La Cassazione ha più volte chiarito questo principio. Ad esempio, nel caso di stalking, è stato detto che l’attendibilità e la forza persuasiva delle dichiarazioni rese dalla vittima del reato non sono inficiate dalla circostanza che all’interno del periodo di vessazione la persona offesa abbia vissuto momenti transitori di attenuazione del malessere in cui ha ripristinato il dialogo con il persecutore (fattispecie relativa alla contestazione del reato di stalking) [1].

Le dichiarazioni della persona offesa del reato, dopo una valutazione della credibilità della vittima e dell’attendibilità di quanto riferito dalla medesima, ove adeguatamente motivate, possono essere legittimamente poste da sole a fondamento della responsabilità penale dell’imputato [2].

La testimonianza della parte offesa del reato ha piena efficacia di prova quando ne sia accertata la piena coerenza logica, anche ove manchino elementi esterni di riscontro.

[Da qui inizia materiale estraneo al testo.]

PR #31, opened 2018-07-10
EVA-1218 Store SubSNP information in accessioning service (2)

jmmut:
It was agreed to remove the ISubmittedVariantComparator, the DTO, and put only a regular equals in SubmittedVariant.

Also, made getModel not modify the SubmittedVariantEntity class


eva-accession-core/src/main/java/uk/ac/ebi/eva/accession/core/SubmittedVariant.java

È vero, infatti, che la dichiarazione della parte lesa deve essere valutata con maggiore cautela, da parte del giudice, posto l’interesse di cui essa è portatrice; dunque, la valutazione delle sue dichiarazioni deve essere ben più rigorosa, ai fini del controllo dell’attendibilità, rispetto al generico vaglio cui vanno sottoposte le dichiarazioni di ogni testimone e che pertanto può risultare “opportuno” il riscontro di altri elementi oltre alla dichiarazione stessa della vittima; tuttavia, trattasi solo di un criterio di opportunità, per cui ciò non comporta che detta testimonianza debba essere necessariamente corroborata da “elementi di riscontro”. L’importante è che, agli atti del processo, non risultino acquisiti elementi specifici incompatibili con quanto raccontato dal testimone (ad esempio il comportamento dell’imputato, la costanza e l’uniformità dell’accusa), atti a rendere fondato il sospetto che abbia detto il falso o che, comunque, si inganni su ciò che forma l’oggetto essenziale della propria deposizione.

È ancora la Cassazione a dire che «al fine di provare la responsabilità dell’imputato, le dichiarazioni rese dalla persona offesa, vittima di reato, possono essere assunte anche da sole, non ritenendosi necessari eventuali riscontri esterni» [3].

La conclusione che se ne trae è che le dichiarazioni della vittima devono essere vagliate con opportuna cautela, compiendone un esame penetrante e rigoroso, atteso che tale testimonianza può essere assunta da sola quale fonte di prova unicamente se sottoposta ad un riscontro di credibilità [4].

note

[1] Cass. sent. n. 22549/2016.

[2] Cass. sent. n. 10457/2015.

[3] Cass. sent. n. 4343/2013.

[4] Ufficio Indagini preliminare S. Maria Capua Vetere n. 629/2014.